Cassie never meant to stay in Evergreen Grove, anyway. This talk of her sticking around? Nothing more than a fantasy. She deserves to go off, finish college, and sow her wild oats or whatever sweet college girls do.

Down in my gut though, the story’s a different one. My arms need to hold her. My skin needs to slide against hers in the dark. My lips need to kiss her mouth and goddammit my dick—as ungentlemanly as it is—needs to be inside her again.

Oh-fucking-well. Went by the Inn on my way home from work. Saw her packing stuff into the car. So I guess she’s gone ahead and decided to leave. It’s good. Honest. She can finish school and reunite with her old flame. I can focus on my family drama.

And now my head’s going in circles. Shit.

I’m working in the driveway, changing spark plugs on the truck, when a blue Buick pulls into the driveway. AJ jumps out, looking tired and leery, like he’s approaching a bear he thinks might attack.
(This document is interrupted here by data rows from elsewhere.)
PR #4126, opened 2022-05-12
fix: return user data when new user is created

johnkim-det:
## Description

Bug in POST users endpoint that returns an error because the newly created user cannot be found.

Bug was caused by looking for a user ID in the request to query by, instead of using the newly created user's ID.
Changing the `AddUser` method to return a userID, which can be used to query for the new user.

## Test Plan
- [ ] Create a new user directly with the API endpoint and make sure the new user's data is returned, instead of an error

## Checklist


master/internal/db/postgres_users.go
```diff
@@ -234,10 +234,10 @@ func deleteAgentUserGroup(tx *sqlx.Tx, userID model.UserID) error {
 }
 
 // AddUser creates a new user.
-func (db *PgDB) AddUser(user *model.User, ug *model.AgentUserGroup) error {
+func (db *PgDB) AddUser(user *model.User, ug *model.AgentUserGroup) (model.UserID, error) {
```
ioga, line 237: perhaps return a nil pointer here instead of 0 value?

```suggestion
func (db *PgDB) AddUser(user *model.User, ug *model.AgentUserGroup) (*model.UserID, error) {
```

docs/release-notes/4126-fix-post-user.txt
```diff
@@ -0,0 +1,6 @@
+:orphan:
+
+**Bug Fixes**
+
+-  API: Fix an issue where the ``POST /users`` endpoint always returned an error instead of the
```
ioga, line 5: any chance we could add a test for this?

master/internal/db/postgres_users.go
johnkim-det: do you think this is a blocker? tried using the pointer and nil values and starting running into a bunch of different errors that led to other errors... happy to address if it's important but also want to try to get this fix in ASAP.

docs/release-notes/4126-fix-post-user.txt
johnkim-det: do we have any similar tests that cover an API endpoint like this? trying to find something existing to reference.

ioga: couple options:
1. Integration tests in master: https://github.com/determined-ai/determined/blob/master/master/test/integration/api/api_checkpoints_test.go
2. can be just another python test in `e2e_tests/tests/cluster`, using bindings to hit the API.

master/internal/db/postgres_users.go
ioga: What kind of errors do you see?

docs/release-notes/4126-fix-post-user.txt
johnkim-det: adding test to `e2e_tests/test/cluster`

ioga (approved):
lgtm

e2e_tests/tests/cluster/test_users.py
```diff
@@ -181,6 +182,22 @@ def extract_id_and_owner_from_exp_list(output: str) -> List[Tuple[int, str]]:
...
 
+@pytest.mark.e2e_cpu
+def test_post_user_api(clean_auth: None) -> None:
+    master_url = conf.make_master_url()
+    authentication.cli_auth = authentication.Authentication(
+        conf.make_master_url(), requested_user="admin", password="", try_reauth=True
+    )
+    new_username = get_random_string()
+
+    user = bindings.v1User(active=True, admin=False, username=new_username, id=0)
```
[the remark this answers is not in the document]
ioga: I like your solution.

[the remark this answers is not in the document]
mapmeld: Do you know if there's a good way to put the commit on this PR? I've edited individual files in the web UI before but I don't know for a whole commit. Otherwise I'll make a new PR with just that change.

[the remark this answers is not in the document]
ioga: I don't think there's a way to commandeer a PR unless it's an upstream branch, so yes probably create a new one.

PR #4127, opened 2022-05-12
fix: No redirecting url when model name is changed

mapmeld:
## Description

For complicated reasons, we have linked to models by name (`/det/models/:name`) in the past. When the model name changed, we used #3559 to redirect to the new model URL.
We now prefer a permanent link with the numeric id  (`/det/models/:id`) so this redirect can be removed.
I don't think there's anywhere else in Web UI where the model name can be changed.

## Test Plan

- Create a model
- Visit that model's detail page
- Change the name of the model (we should not be redirected)
- Refresh the page to confirm that the name was successfully changed

## Checklist

### DIFF
--- a/webui/react/src/pages/ModelDetails.tsx
+++ b/webui/react/src/pages/ModelDetails.tsx
@@ -298,7 +298,6 @@ const ModelDetails: React.FC = () => {
         body: { name: editedName },
         modelName,
       });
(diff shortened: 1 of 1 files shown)


thiagodallacqua-hpe (approved):
Seems ok to me, but let us 🐻 in mind any possible fallout on user-facing interactions. 😉

PR #4128, opened 2022-05-12
feat: miscellaneous workspace ui functionalities + fixes [DET-7189]

trentwatt:
## Description

feat: miscellaneous workspace ui functionalities + fixes [DET-7189]

main things:

- got rid stale data in a lot of places
- QOL stuff around moving
- notes fixes
- disentangle task and experiment types
- consolidate logic to determine available experiment actions in `experiment.ts` (rather than having it duplicated across `TaskActionDropdown`, `ProjectDetails`, and `ExperimentDetailsHeader`)
- forked experiments stay in same project

QOL stuff around moving:
- batch move of experiments from project details table
- move experiments defaults to current workspace
- move experiments remembers last destination while on same page
- after move experiment show toast with link to destination project
- after move project show toast with link to destination workspace
- current project shows up destination list but disabled

lots of notes fixes:
- edit note title by clicking on it
- single click instead of double click to select note
- block editing notes for archived project
- fix max update depth exceeded for project empty notes
- fix cropping of blue highlight for inline editor for note title
- make border for selected note more defined
- fix stale note content after accepting unsaved changes message
- fix stale note content after switching notes
- go to new note when note is created
- stay on same note when note is deleted
- save title without saving note
- focus title when going to new note
- double click in content area to edit

etc:
- block unarchiving project from archived workspace
- block forking experiment in archived project from experiment details
- make name change in workspace details inline editor work
- more distinct highlight for selected project
- project name quicker to update
- fix various rerender loops
- fix issue where project header not update with navigation between projects
- fix stale enabled state for move button after going to new workspace
- adjust dropdown width to not crop "Others' workspaces"
- fixed locked archive toggle

## Checklist

[DET-7189]: https://determinedai.atlassian.net/browse/DET-7189?atlOrigin=eyJpIjoiNWRkNTljNzYxNjVmNDY3MDlhMDU5Y2ZhYzA5YTRkZjUiLCJwIjoiZ2l0aHViLWNvbS1KU1cifQ


mapmeld (approved):
Looks like this works except for:
- block forking experiment in archived project from experiment details
- note editing issues which we discussed

I'll add forking/archived interaction to my current open PR so these other changes can go in

webui/react/src/utils/task.ts
```diff
@@ -129,7 +129,7 @@ export const generateExperiments = (count = 30): Type.ExperimentItem[] => {
         resourcePool: `ResourcePool-${Math.floor(Math.random() * 3)}`,
         searcherType: 'single',
         username: user.username,
-      } as Type.ExperimentItem;
+      } as unknown as Type.ExperimentItem;
```
mapmeld, line 132: Not a fan of this change. `generateExperiments` is for testing, so you ought to be able to add filler values if they are expecting `parentArchived: false` or other fields

trentwatt: yeah, all the experiment-specific code in that file needs to be moved to `experiment.ts` and disentangled from the tasks.

this is just a placeholder for now.

webui/react/src/components/InteractiveTable.tsx
```diff
@@ -319,7 +319,8 @@ const InteractiveTable: InteractiveTable = ({
         ?.getPropertyValue('--theme-sizes-layout-big').slice(0, -2),
     );
     if (typeof pagePadding !== 'number') pagePadding = 16;
-    return columnsWidths.reduce((a, b) => a + b, 0) + 2 * WIDGET_COLUMN_WIDTH + pagePadding;
+    const padding = 24;
+    return columnsWidths.reduce((a, b) => a + b, 0) + 2 * WIDGET_COLUMN_WIDTH + 2 * padding ;
```
mapmeld, line 323: is there any reason to put `padding = 24` here?
do we no longer use pagePadding?

webui/react/src/pages/ExperimentDetails.tsx
```diff
@@ -29,6 +29,7 @@ const ExperimentDetails: React.FC = () => {
   const [ canceler ] = useState(new AbortController());
   const [ experiment, setExperiment ] = useState<ExperimentBase>();
   const [ trial, setTrial ] = useState<TrialDetails>();
+  /* eslint-disable-next-line @typescript-eslint/no-unused-vars */
   const [ valHistory, setValHistory ] = useState<ValidationHistory[]>([]);
```
mapmeld, line 33: this is a new one for me, but you can write `const [ , setValHistory ] = useState` to not receive a variable
removes need for the eslint exception

webui/react/src/hooks/useModal/useModalExperimentMove.tsx
```diff
@@ -1,29 +1,83 @@
...
+  storagePath: 'experiment-destination',
+};
+
+const moveExperimentWithHandler = async (
+  experimentId: number,
+  destinationProjectId: number,
+): Promise<number> => {
+  try {
+    await moveExperiment({ destinationProjectId, experimentId });
+    return 0;
```
mapmeld, line 68: nit / question, is there a benefit to making this return 1/0 instead of true/false?

mapmeld (approved):

webui/react/src/pages/ExperimentDetails.tsx
trentwatt: yeah so the only place it was being used [before](https://github.com/trentwatt/determined/blob/de46c36d7e46300cc4c9ce902f2d335f32d90bfe/webui/react/src/pages/ExperimentDetails.tsx#L46) was to see if it was equal to the previous value. 

i didn't want to just get rid of it, at least this way we call attention to its not being used when comes time to merge.

webui/react/src/components/InteractiveTable.tsx
trentwatt: this is basically just replicated [this](https://github.com/determined-ai/determined/pull/4138) it's to make the horizontal scrollbars not have to appear.

we can take it out as part of merge.

webui/react/src/hooks/useModal/useModalExperimentMove.tsx
trentwatt: no, i was initially going to add them but then i forgot `js` doesnt have array sum.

He holds up a tired hand as he comes toward me. “I told Mrs. Choi I thought there was a problem with the car. Do me a favor and give me one or two of those so I have an excuse to have come here.” He points to the box of discarded spark plugs.

I toss one over. “Here. Anything else?”

“Yeah. Cassie’s doing the next open mike at Joe’s. She’s planning to leave the morning after, to stay at her friend Lucy’s in I don’t know, Pennsylvania or North Dakota or something.”

“What?”

“I’m not good with geography. Anyway, she said she wrote a new song for the performance and it’d be too bad if you didn’t get to hear her sing it once. So, you know. I didn’t know if you’d want to know or go say goodbye or anything, but I thought I’d swing by and tell you.”

“You could’ve called.”

He gives me a small smile. “Then I wouldn’t have gotten to see your face to determine how serious you are. She matters to me too, you know.”